This one was rather easy to work with- the original poster was a warning against the dangers of syphilis:

The backgrounds of the text were pretty much solid, so it was a matter of picking some fonts from what I had installed in Photoshop. Bauhuas worked ok for the top headline. I did not find exact copies for the script font, so I used Savoye LET and the bottom text was using Marker Felt.

Heck I was tempted to leave the white cursive text as it was ;-)

Once infected, #4life.

BAGMAN The Hippy

BAGMAN may be running for president, but you should know of his leftist leaning ways formed from his Woodstock days

Yes, even in 1969 the brown acid bagman was #4life (one more ds106 assignment Hey Wait Where’d That Guy Come From?)

слава ds106

After seeing a tweet for these retro Russian propaganda posters I could not resist one more ds106 poster:

Best I can sort out, this means “GLORY DS106″.

Glory indeed.

Mad for ET

Some might say that MAD magazine is not a comic, but I went for an animated version anyhow for the Animated Comic Cover ds106 assignment:

I saw this cover of Alfred E Neumann and ET and felt like they might me a love match for each other, so they gaze at each other with affection and experience the tickle of that magic extra terrestrial finger.
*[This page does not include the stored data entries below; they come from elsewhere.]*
PR #2062, opened 2022-11-08
Added quasar-js and quasar-ts templates

sgosiaco:
I added two new community templates based on [quasar](https://quasar.dev/)
Quasar has quite a few configuration options so these templates use relatively "safe/standard" defaults.
There is one template for JavaScript and one for TypeScript.


leaanthony:
Nice!

PR #2073, opened 2022-11-10
docs: sync documents

misitebao:
- Fix document formatting
- Sync Chinese and Japanese documents.


leaanthony:
Nice one @misitebao 🙏

PR #2086, opened 2022-11-13
Rename bleeding edge -> local development

leaanthony:
It's the local development setup guide so let's rename it.


misitebao (commented):
Good change💗.

PR #2091, opened 2022-11-14
[assetserver] Add support for range requests if the fs.FS provides an io.Seeker

stffabi:
This allows streaming audio and videos with range requests if the platform webview supports it.


leaanthony:
Awesome addition! I'm wondering if there's an easy way to demonstrate this that I could make and put in the examples directory.

leaanthony (approved):

stffabi:
Thanks for merging 🙏 

Yeah we could add an example, do we need to enable LFS on the repo to add the media files?

PR #3046, opened 2023-11-10
Feature/template consolidation

tmclane:
- Removed the duplicate files from each of the included template directories
- Update the list of templates dynamically out of the embed.FS
- Pull the description of the templates from template's `template.json` file
- Add Linux build target to the Taskfile.yaml in `_common`


leaanthony (approved):
Thanks @tmclane !!!!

Don’t they make a sweet couple?

I read a ton of MAD as a kid, and I can recall backing out the plots of movies from the parodies there- so I knew about the Godfather from he satire first, seeing it in MAD before ever seeing it on video.

I think there is a future assignment related to the troubles faced by Roger Kaputnix or maybe a bit of mashup of Spy vs Spy.

In this animated GIF, I used a bit of magic I uncovered in the Photoshop animation palette. I copied and pasted out the eyes and ET’s finder to new layers, and filled in the background with some clone brush fill. In the animation palette, the layers have additional things you can animate via the toggle menu on the left side- you can set key frames for position or opacity, and by moving the slider on the timeline, you can nudge the position and make a key frame.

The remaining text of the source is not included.